Texto na íntegra disponível em: http://www.bibliotecadigital.ufmg.br/dspace/handle/1843/ ECJS-7W8P86
COMUNICAÇÃO SAÚDE EDUCAÇÃO v.14, n.34, p.709-11, jul./set. 2010
teses
Poéticas do inacabado: verbetes para uma clínica em trânsito Poetics of the unfinished: notes for a moving clinic Poéticas de lo inacabado: apuntes para una clínica en tránsito
A dissertação buscou investigar questões ligadas a alteridade, distâncias e trânsitos de uma clínica, disparadas pelo tema “Como Viver Junto”, da 27ª Bienal Internacional de Arte de São Paulo. Um viverjunto inspirado em Roland Barthes, pensado a partir de noções de distância que preservam as singularidades, sem se desfazer do coletivo, numa orquestração de movimentação conjunta. Noções que levamos para o campo da clínica, perpassando também pelo campo da arte, e que serviram como operadores em situações específicas de intervenção estético-clínica. Tais intervenções ocorreram tendo como ponto de partida a Terapia Ocupacional e a ampliação dos espaços de atuação, deslocadas dos settings fechados para os espaços da cidade, seja no trabalho como acompanhante terapêutica, seja na experiência junto ao projeto Encontrar-te na cidade de São Paulo. Além disso, a ampliação deste campo de atuação da Terapia Ocupacional se deu em espaços de arte, no Programa Lazer com Arte para a Terceira Idade, da Divisão de Educação do Museu de Arte Contemporânea da USP (MAC/USP), em parceria com arte-educadores, e no trabalho como monitora na 27ª Bienal Internacional de Arte de São Paulo em 2006 e como educadoraperformer na exposição Objetos Transitórios para uso humano, da artista Marina Abramovic, em 2008, na Galeria Brito Cimino.
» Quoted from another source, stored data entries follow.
PR #1516, opened 2019-08-16
Switch out dkg service for beacon

n-hutton:
This PR switches out the DKG for the beacon manager paradigm. There need to be subsequent refactors: 
- The 'snapshot' (is this the name we are going for) format might want thinking about
- Threshold needs to be set somewhere
- There needs to be a clear distinction between stakers and committe members which there isn't in the code currently
- Needs to be a time lag or offset  so committees prepare well before producing their first block (easy to do I believe).
- Need to look at the committe block emission timings - I believe the first staker is disproportionally likely to create the next block. Should think carefully about the dynamics of this
- Miner and light miner catch up (put entropy in the block)
- Unit tests for the block coordinator and others


libs/beacon/include/beacon/entropy.hpp
```diff
@@ -34,7 +34,7 @@ struct Entropy
 
   uint64_t       round{0};
   ConstByteArray seed{"genesis"};
-  ConstByteArray entropy{};
+  ConstByteArray entropy{"====DEFAULT====="};
```
n-hutton, line 37: @troelsfr there was a bug where requesting the entropy too early caused a segfault by reinterpret_cast-ing this entropy

libs/beacon/src/beacon_service.cpp
```diff
@@ -144,9 +144,11 @@ BeaconService::BeaconService(Endpoint &endpoint, CertificatePtr certificate,
 BeaconService::Status BeaconService::GenerateEntropy(Digest /*block_digest*/, uint64_t block_number,
                                                      uint64_t &entropy)
 {
+  FETCH_LOG_INFO(LOGGING_NAME, "Generating entropy");
+
   uint64_t round = block_number / blocks_per_round_;
 
-  if (latest_entropy_.round == round)
+  if (latest_entropy_.round == round && latest_entropy_)
```
n-hutton, line 151: Bug here

libs/ledger/src/chain/block_coordinator.cpp
```diff
@@ -201,6 +205,9 @@ BlockCoordinator::BlockCoordinator(MainChain &chain, DAGPtr dag, StakeManagerPtr
     }
   });
 
+  // Initialising the BLS library
+  crypto::bls::Init();
```
n-hutton, line 216: Where should this go, in the beacon service?

ejfitzgerald: Yeah this is annoying, maybe we can simply update the BLS wrapper library to always call this before an operation?

n-hutton: In the constructor of beacon service would make sense since I would think but yeah don't really care - I was going to let Troels put it where he likes

libs/ledger/src/chain/block_coordinator.cpp
```diff
@@ -1074,16 +1088,67 @@ BlockCoordinator::State BlockCoordinator::OnReset()
...
+        FETCH_LOG_INFO(LOGGING_NAME, "Block: ", block_number,
+                       " creating new aeon. Periodicity: ", AEON_PERIOD, " threshold: ", threshold,
+                       " cabinet size: ", cabinet_member_list.size());
+
+        // Disallow multiple invocations
+        static bool did_genesis_already = false;
+
+        if (block_number != 0 || !did_genesis_already)
+        {
+          beacon_->StartNewCabinet(cabinet_member_list, threshold, block_number,
```
ejfitzgerald, line 1141: `beacon_` should be of a interface class type so that we can mock it out

libs/ledger/tests/unit/random_address.hpp
```diff
@@ -47,3 +48,26 @@ fetch::ledger::Address GenerateRandomAddress(RNG &&rng)
...
+ * Generate a random identity based on a specified RNG
+ *
+ * @tparam RNG The RNG type
+ * @param rng The reference to the RNG to be used
+ * @return The generated identity
+ */
+template <typename RNG>
+fetch::crypto::Identity GenerateRandomIdentity(RNG &&rng)
+{
+  static constexpr std::size_t IDENTITY_BYTES = 32;
```
ejfitzgerald: 64

ejfitzgerald (changes requested):
.

libs/ledger/src/chain/block_coordinator.cpp
n-hutton: Noted, will implement when doing unit tests for the block coord

libs/beacon/include/beacon/entropy.hpp
```diff
@@ -43,6 +43,11 @@ struct Entropy
     return *reinterpret_cast<uint64_t const *>(entropy.pointer());
```
troels-im, line 43: Please add `assert` above the reinterpret cast.

libs/beacon/include/beacon/entropy.hpp
```diff
@@ -43,6 +43,11 @@ struct Entropy
...
   }
 
+  operator bool() const
+  {
+    return !entropy.empty();
```
troels-im, line 48: Actually, it can be argued that the entropy is valid only if it has 32 bytes.

libs/beacon/src/beacon_service.cpp
troels-im: :+1:

libs/beacon/src/beacon_service.cpp
```diff
@@ -172,6 +174,7 @@ BeaconService::Status BeaconService::GenerateEntropy(Digest /*block_digest*/, ui
   }
 
   // We found the entropy
+  assert(latest_entropy_);
```
troels-im, line 177: :+1:

libs/beacon/include/beacon/entropy.hpp
n-hutton: you're right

A pesquisa foi construída em forma de verbetesrizomáticos que podem ser lidos a partir de qualquer ponto e seguir para qualquer direção, formando uma composição híbrida de escrita e imagens, numa cartografia das andanças, dos acontecimentos e dos deslocamentos que estes encontros artísticosclínicos produziram. Afirmou-se, assim, um percurso marcado por práticas estéticas que não pretende terapeutizar a arte ou reduzir a clínica a meros procedimentos artísticos, mas que se inventa no cotidiano de uma clínica constituída a partir das ações humanas, na compreensão de uma ética e de uma estética movidas pelos desejos e afetos. Práticas estéticas
que inventamos para dar conta dos deslocamentos produzidos pelo estrangeiro-outro ou estrangeiro-eu, que se revelam no acompanhamento da precariedade e fragilidade do outro em cada um de nós. As distâncias se relativizam nesse ato de acompanhar o outro – no sofrimento, nas situações limites, nos enfrentamentos – e evidenciam a nossa própria vulnerabilidade. No entanto, neste trilhar com, produzimos trocas, percebemos diferentes modos de olhar para o outro, de lidar com as situações, de nos relacionarmos com o mundo, partilhando o que captam nossas próprias sensibilidades, numa composição mútua de processos de vida, que, embora singulares, são compostos nos encontros. Práticas estéticas que permearam toda esta pesquisa, numa afirmação de que afeto e procedimentos sensíveis podem compor um trabalho acadêmico. Procedimentos sensíveis que podemos chamar, ainda, de estético-clínicos, na medida em que não apenas se compõem com um modo de pesquisar e clinicar, mas também me constituem: na forma de apreensão do mundo, na lentificação do tempo e na apropriação das experiências. Nesse sentido, o ato opera coisas, revela potências e nos damos conta de nossas forças, a despeito de toda nossa incompletude e fragilidade. Gisele Dozono Asanuma Dissertação (Mestrado em Psicologia Clínica), 2010 Núcleo de Subjetividade, Pontifícia Universidade Católica de São Paulo gisele.asanuma@gmail.com
Palavras-chave: Terapia ocupacional. Arte. Clínica. Distância. Procedimentos estéticos. Alteridade. Keywords: Occupational therapy. Art. Clinic. Distance. Aesthetical practices. Alterity. Palabras clave: Terapia ocupacional. Arte. Clínica. Distancia. Procedimientos estéticos. Alteridad.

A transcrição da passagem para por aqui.